## Problem details
Of all the lines in this material, how many have the word "support"? Give only the number.
** Opening Exercise input block **
PR #1611, opened 2020-02-10
Python debugging support

haniamr:
This PR adds debugging support to Python apps (django, flask and general). 
Included in this change:

- Scaffolding for Docker artifacts (Dockerfile, .dockerignore, docker-compose*.yml) for the different Python project types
** Closing Exercise input block **
## Written answer
2